## WHAT THE EXERCISE ASKS
Scan the entries below for the word "Join" and copy every line where it turns up.

··· MATERIAL PROVIDED ···

PR #7, opened 2018-08-23
cmd: output SQL as a table

erizocosmico:
Changes the output of rows from tabbed to a pretty-printed table


campoy:
UPDATE: it's so pretty!

screen shot 2018-08-23 at 1 25 31 pm

PR #8, opened 2018-08-23
cmd: interactive SQL repl

erizocosmico:
Depends on #7


cmd/srcd/cmd/sql.go
```diff
@@ -33,37 +33,75 @@ var sqlCmd = &cobra.Command{
...
-		w := new(tabwriter.Writer)
-		w.Init(os.Stdout, 0, 8, 2, '\t', 0)
-		defer w.Flush()
-
-		fmt.Fprintln(w, strings.ToUpper(strings.Join(res.Header.Cell, "\t")))
-		fmt.Fprintln(w, "-------------")
-		for _, row := range res.Rows {
-			fmt.Fprintln(w, strings.Join(row.Cell, "\t"))
+		switch strings.ToLower(strings.TrimSpace(line)) {
+		case "exit", "quit":
```
campoy: I would expect `exit;` and `quit;` to work too, but right now they fail with a syntax error.

cmd/srcd/cmd/sql.go
```diff
@@ -33,37 +33,75 @@ var sqlCmd = &cobra.Command{
...
+	if err != nil {
+		return fmt.Errorf("could not get daemon client: %v", err)
+	}
+
+	ctx, cancel := context.WithTimeout(context.Background(), 30*time.Second)
+	defer cancel()
+
+	res, err := c.SQL(ctx, &api.SQLRequest{Query: query})
+	if err != nil {
+		return err
```
campoy: I'd consider adding at least at `TODO` in here regarding the error messages.
Whenever a syntax error occurs in the backend the error message looks like:

```
rpc error: code = Unknown desc = SQL query failed: Error 1105: unknown error: syntax error at position 5 near 'exit'
```

I think it'd be better to identify this was not a transport error somehow and print just the `syntax error at position 5 near 'exit'`

erizocosmico:
Done

erizocosmico:
Fixed. Did `git push` but since it was a rebase failed and didn't notice 😅

Issue #3, opened 2018-08-21
Update go imports (engine -> engine-cli)


eiso:
The name has been changed, so please update the import paths from `engine` to `engine-cli`.

PR #14, opened 2018-08-24
update import paths after repo rename

campoy:
I'll merge later on, to avoid conflicts with @erizocosmico's work


campoy:
Fixes #3

PR #26, opened 2018-08-28
daemon: use alpine as base image on second docker build stage

### LINKED ISSUE #21: srcd/cli-daemon images is 1GB

campoy:
Fixes #21.


campoy:
Image size went from 1GB to 41MB. 🎉

erizocosmico:
Does all the libuast things work in there? Last time we tried to dockerize with alpine something with libuast we couldn't

PR #53, opened 2018-09-23
Link to what is HEAD in README

vmarkovtsev:
Usually HEAD refers to the latest revision, and the phrase "commit count in HEAD" thus means "commit count in the latest commit" which makes no sense. We really mean the HEAD reference here, and I link to the description in the official documentation.


vmarkovtsev:
@smacker Yet another friendly 1 month ping :)

PR #77, opened 2018-10-15
add ';' by the end of sql queries examples

gomesfernanda:
Signed-off-by: Fernanda Gomes <fergomes@gmail.com>


smacker:
To give more context:

semicolumns are needed for command line sql interface.
currently, after copy-paste user has to add `;` manually after each query.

···

## RESULT
-		fmt.Fprintln(w, strings.ToUpper(strings.Join(res.Header.Cell, "\t")))
-			fmt.Fprintln(w, strings.Join(row.Cell, "\t"))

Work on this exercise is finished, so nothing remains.